# How can I systematically learn about the theory of neural networks?

I have seen a few articles about neural nets. Mostly they went along these lines: we tried these architectures, these meta parameters, we trained it for $$x$$ hours on $$y$$ CPUs, and it gave us these results that are 0.1% better than state of the art.

What I am interested in is whether there exists (at least as a work in progress) a framework, that gives some explanation why is some architecture better than other, what makes one activation function more suitable for image recognition than other, etc. Do you have some tips about where to start? I would prefer something more systematic than Google search (a book, a list of key articles is ideal).

Good question, there is a lot of work in that field. The first part before saying which machine learning algorithm is better and why is defining the problem. Is the problem an optimisation, classification, anomaly detection problem because then you need to use the appropriate machine learning algorithms. Let's assume its an optimisation problem.

Is this problem, dynamic, or static. Is this time series data? So we need to understand the problem.

Each optimisation problem has a landscape or a fitness landscape. Computer science has some nice toy landscapes.

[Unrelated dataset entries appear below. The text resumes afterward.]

PR #3142, opened 2024-05-07
refactor: refactor ckbCore.utils.xyz with lumos methods

twhy:


packages/neuron-ui/src/components/HDWalletSign/index.tsx
```diff
@@ -56,21 +56,12 @@ const HDWalletSign = ({ tx }: { tx: State.DetailedTransaction }) => {
         } else {
           try {
             if (cell.lock.codeHash === systemCodeHash && cell.lock.hashType === 'type') {
-              address = ckbCore.utils.bech32Address(cell.lock.args, {
-                prefix: addressPrefix,
-                type: ckbCore.utils.AddressType.HashIdx,
-                codeHashOrCodeHashIndex: '0x00',
-              })
+              address = generateAddress(cell.lock, { config })
```
Keith-CY, line 59: The address is not derived from the lock, it's actually derived from
```yaml
code_hash: SECP256k1_blake160 # https://github.com/ckb-js/ckb-sdk-js/blob/develop/packages/ckb-sdk-utils/src/address/index.ts#L85
hash_type: type
args: lock.args
```

This usage comes from a deprecated format mentioned at https://github.com/nervosnetwork/rfcs/blob/master/rfcs/0021-ckb-address-format/0021-ckb-address-format.md#deprecated-short-payload-format

packages/neuron-ui/src/components/HDWalletSign/index.tsx
```diff
@@ -56,21 +56,12 @@ const HDWalletSign = ({ tx }: { tx: State.DetailedTransaction }) => {
...
-                args: cell.lock.args,
-                prefix: addressPrefix,
-                type:
-                  cell.lock.hashType === 'data'
-                    ? ckbCore.utils.AddressType.DataCodeHash
-                    : ckbCore.utils.AddressType.TypeCodeHash,
-                codeHash: cell.lock.codeHash,
-              })
+              address = generateAddress(
+                { ...cell.lock, hashType: cell.lock.hashType === 'data' ? 'data' : 'type' },
```
Keith-CY, line 62: Now `hash type` has more than `data`, `type`, so it should be explicitly specified instead of using `type` by default. Error should be thrown if no valid `hash type` is matched.

Ref:
- Valid hash type: https://github.com/nervosnetwork/rfcs/blob/198fc90ab7582953ed85a6655e88e51346857475/rfcs/0051-ckb2023/0051-ckb2023.md?plain=1#L25-L26

packages/neuron-ui/src/components/HDWalletSign/index.tsx
twhy: Let's double check before commit, here's the new code.
```ts
if (cell.lock.codeHash === systemCodeHash && cell.lock.hashType === 'type') {
  address = generateAddress(
    {
      args: cell.lock.args,
      codeHash: config.SCRIPTS.SECP256K1_BLAKE160.CODE_HASH,
      hashType: config.SCRIPTS.SECP256K1_BLAKE160.HASH_TYPE,
    },
    { config }
  )
}
```
FYI, `generateAddress` generates deprecated addresses which matches the original code bahavior.

packages/neuron-ui/src/components/HDWalletSign/index.tsx
twhy: 1. When `hashType` is `data` or `type`, use `generateAddress` to generate deprecated address which matches the original code behavior.
2. When 'hashType' is `data1` or `data2`, use `encodeToAddress` to generate `0x00` format type new full address.
3. Throw an error when `hashType` is invalid.

```ts
try {
  if (cell.lock.codeHash === systemCodeHash && cell.lock.hashType === 'type') {
    address = generateAddress(
      {
        args: cell.lock.args,
        codeHash: config.SCRIPTS.SECP256K1_BLAKE160.CODE_HASH,
        hashType: config.SCRIPTS.SECP256K1_BLAKE160.HASH_TYPE,
      },
      { config }
    )
  } else if (['data', 'type', 'data1', 'data2'].includes(cell.lock.hashType)) {
    address = ['data', 'type'].includes(cell.lock.hashType)
      ? generateAddress(cell.lock, { config })
      : encodeToAddress(cell.lock, { config })
  } else {
    throw new Error(`Invalid lock script hash type ${cell.lock.hashType}`)
  }
} catch (err) {
  console.error(err)
}
```

packages/neuron-ui/src/components/HDWalletSign/index.tsx
Keith-CY: My bad, seems that the condition of the `if-branch` has limited the `lock.codeHash` and `lock.hashType` to `config.SCRIPTS.SECP256K1_BLAKE160.CODE_HASH` and `config.SCRIPTS.SECP256K1_BLAKE160.HASH_TYPE` so no change is required

packages/neuron-ui/src/components/HDWalletSign/index.tsx
Keith-CY: LGTM, but `generateAddress` can be replaced by `encodeToAddress`, because they are equavelant to the same lock script, just in different format.

twhy: OK. I will commit this.
```ts
try {
  if (cell.lock.codeHash === systemCodeHash && cell.lock.hashType === 'type') {
    address = generateAddress(cell.lock, { config })
  } else if (['data', 'type', 'data1', 'data2'].includes(cell.lock.hashType)) {
    address = encodeToAddress(cell.lock, { config })
  } else {
    throw new Error(`Invalid lock script hash type ${cell.lock.hashType}`)
  }
} catch (err) {
  console.error(err)
}
```

yanguoyu (approved):

Keith-CY (approved):

packages/neuron-ui/src/components/ApproveMultisigTxDialog/index.tsx
```diff
@@ -16,7 +17,7 @@ import styles from './approveMultisigTx.module.scss'
 const Cell = React.memo(
   ({ cell, isMainnet }: { cell: State.DetailedInput | State.DetailedOutput; isMainnet: boolean }) => {
     const address = useMemo(
-      () => (cell.lock ? ckbCore.utils.scriptToAddress(cell.lock, isMainnet) : ''),
+      () => (cell.lock ? encodeToAddress(cell.lock, { config: isMainnet ? predefined.LINA : predefined.AGGRON4 }) : ''),
```
homura, line 20: There is already a script/address conversion API implemented in Neuron, maybe we can use it directly. https://github.com/nervosnetwork/neuron/blob/4d1b3bbb3540a833c974b770f6758daf0efbb291/packages/neuron-wallet/src/utils/scriptAndAddress.ts#L5

twhy: Good to know it. 
But `scriptAndAddress.ts` is in `neuron-wallet` so we can't use it in this PR, 
because the changes in this PR are in `neuron-ui`.

homura: I noticed that there are several instances of `{ config: isMainnet ? predefined.LINA : predefined.AGGRON4 })` in this PR. 

Copy-pasting code with logic over three times is not recommended as it can increase complexity. Moreover, `predefined.LINA` and `predefined.AGGRON4` are outdated network names since version 0.22, which were changed to `MAINNET` and `TESTNET`. It is better to refactor the code to avoid increasing complexity

packages/neuron-ui/src/components/HDWalletSign/index.tsx
```diff
@@ -56,21 +56,11 @@ const HDWalletSign = ({ tx }: { tx: State.DetailedTransaction }) => {
         } else {
           try {
             if (cell.lock.codeHash === systemCodeHash && cell.lock.hashType === 'type') {
-              address = ckbCore.utils.bech32Address(cell.lock.args, {
-                prefix: addressPrefix,
-                type: ckbCore.utils.AddressType.HashIdx,
-                codeHashOrCodeHashIndex: '0x00',
-              })
+              address = generateAddress(cell.lock, { config })
+            } else if (['data', 'type', 'data1', 'data2'].includes(cell.lock.hashType)) {
```
homura, line 60: Is there a reason for validating the hashType instead of directly validating encodeToAddress(cell.lock, { config })? 

Note that encodeToAddress will check if a script is valid.

twhy: It's based on an earlier conversation.
image


This is definitely simpler
```ts
if (cell.lock.codeHash === systemCodeHash && cell.lock.hashType === 'type') {
  address = generateAddress(cell.lock, { config })
} else {
  address = encodeToAddress(cell.lock, { config })
}
```
Erorr (if any)  thrown
```ts
export function ValidateScript(
  ...
  throw new Error(`${debugPath}.hashType must be either data or type!`);
```

The current code is less simple but has more detailed error message.
```ts
throw new Error(`Invalid lock script hash type ${cell.lock.hashType}`)
```

I think they both work, so we just need to pick one. @homura

twhy: Pushed changes. Simple is better.
```ts
if (cell.lock.codeHash === systemCodeHash && cell.lock.hashType === 'type') {
  address = generateAddress(cell.lock, { config })
} else {
  address = encodeToAddress(cell.lock, { config })
}
```

homura: cool, it looks fine

twhy:
@Keith-CY 
Since `encodeToAddress` checks script's `hashType` and throws an error if `hashType` is invalid,
the code is now simplified as below.  We are ready to merge this PR after CI checks completes.
```ts
if (cell.lock.codeHash === systemCodeHash && cell.lock.hashType === 'type') {
  address = generateAddress(cell.lock, { config })
} else {
  address = encodeToAddress(cell.lock, { config })
}
```

https://github.com/ckb-js/lumos/blob/develop/packages/helpers/src/index.ts#L239
image

https://github.com/ckb-js/lumos/blob/develop/packages/toolkit/src/validators.js#L80
image

packages/neuron-ui/src/components/ApproveMultisigTxDialog/index.tsx
twhy: We can replace `predefined.LINA` `predefined.AGGRON4` with `MAINNET` and `TESTNET` 
when we upgrade to lumos 0.22, so let's put that aside for now.

For `{ config: isMainnet ? predefined.LINA : predefined.AGGRON4 })`   
Let's see the problem from another angle, I can write wrapper functions like
```ts
import { encodeToAddress, generateAddress as _generateAddress } from "@ckb-lumos/helpers";

function generateAddress(script: Script, isMainnet: boolean) {
   return _generateAddress(script, { config: isMainnet ? predefined.LINA : predefined.AGGRON4 }))
}

function scriptToAddress(script: Script, isMainnet: boolean) {
   return encodeToAddress(script, { config: isMainnet ? predefined.LINA : predefined.AGGRON4 }))
}

... Wrap other lumos methods
```
It becomes
`Project code` calling `Wrappers of Lumos methods` calling `Lumos methods`
This means Lumos doesn't solve my problem directly, 
I have to wrap it inside another function to to make things work.

But what we/developers want is
`Project code` calling `Lumos methods`
This means Lumos solves my problem directly.

homura: It is common in development to use 3rdparty libraries within an application. Neuron has an address-related method that involves only two networks - the mainnet and non-mainnet. This makes it possible for Neuron to only require a boolean to control the address conversion instead of a complete `Config`.

Therefore, it is reasonable to have a wrapper for the address conversion in Neuron that uses the following syntax:

```ts
declare function somethingAddress(value: Something, isMainnet: boolean): Address
```

twhy: Added `neuron-ui/src/utils/scriptAndAddress.ts` and calling `scriptToAddress` & `addressToScript` now.

@homura Can you trigger the CI workflows ?

```ts
import { predefined } from '@ckb-lumos/config-manager'
import { encodeToAddress, parseAddress, generateAddress } from '@ckb-lumos/helpers'

const { LINA: MAINNET, AGGRON4: TESTNET } = predefined

const CONFIGS = {
  [MAINNET.PREFIX]: MAINNET,
  [TESTNET.PREFIX]: TESTNET,
}

export const scriptToAddress = (
  script: CKBComponents.Script,
  { isMainnet = true, deprecated = false }: { isMainnet?: boolean; deprecated?: boolean }
) => {
  const config = { config: isMainnet ? MAINNET : TESTNET }
  return deprecated ? generateAddress(script, config) : encodeToAddress(script, config)
}

export const addressToScript = (address: string, { isMainnet = true }: { isMainnet?: boolean } = {}) => {
  const prefix = address.slice(0, 3)
  const config = CONFIGS[prefix] ?? (isMainnet ? MAINNET : TESTNET)
  return parseAddress(address, { config })
}

```

Keith-CY:
> @Keith-CY 
> 
> Since `encodeToAddress` checks script's `hashType` and throws an error if `hashType` is invalid,
> 
> the code is now simplified as below.  We are ready to merge this PR after CI checks completes.
> 
> ```ts
> 
> if (cell.lock.codeHash === systemCodeHash && cell.lock.hashType === 'type') {
> 
>   address = generateAddress(cell.lock, { config })
> 
> } else {
> 
>   address = encodeToAddress(cell.lock, { config })
> 
> }
> 
> ```
> 
> 
> 
> https://github.com/ckb-js/lumos/blob/develop/packages/helpers/src/index.ts#L239
> 
> image
> 
> 
> 
> https://github.com/ckb-js/lumos/blob/develop/packages/toolkit/src/validators.js#L80
> 
> image
> 
> 

LGTM

packages/neuron-ui/src/utils/scriptAndAddress.ts
```diff
@@ -0,0 +1,23 @@
...
+const { LINA: MAINNET, AGGRON4: TESTNET } = predefined
+
+const CONFIGS = {
+  [MAINNET.PREFIX]: MAINNET,
+  [TESTNET.PREFIX]: TESTNET,
+}
+
+export const scriptToAddress = (
+  script: CKBComponents.Script,
+  { isMainnet = true, deprecated = false }: { isMainnet?: boolean; deprecated?: boolean }
```
homura, line 13:
```suggestion
  { isMainnet = true, version = 'CKB2021' }: { isMainnet?: boolean; version?: 'CKB2019' | 'CKB2021' }
```

homura (approved):

packages/neuron-ui/src/utils/scriptAndAddress.ts
twhy: `version` makes more sense when we have multiple versions of addresses. 
e.g. `'CKB2019 | 'CKB2021' | 'CKB2025'`

Right now we just have the full new address format or the deprecated address format.
So `deprecated` is enough and it's convenient and easy to understand and passed in as param.

`true` | `false`  vs `CKB2019` | `CKB2021`

We can change this to version when CKB does have another new version of adress format.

There is a lot of work in determining the nature of the problem landscape. Have a look at K Malan's work.

Once you can identify the problem space and understand it's characteristics then you can start to identify what machine learning functions work well on what kind of landscapes. This is a totally different field of research.

For example some researchers are working on how different evolutionary algorithms handle different landscapes, or neural networks handle different landscapes.

Start by exploring the types of machine learning problems. Understand the complexity of the problem, followed by classification of machine learning algorithms for specific problem spaces.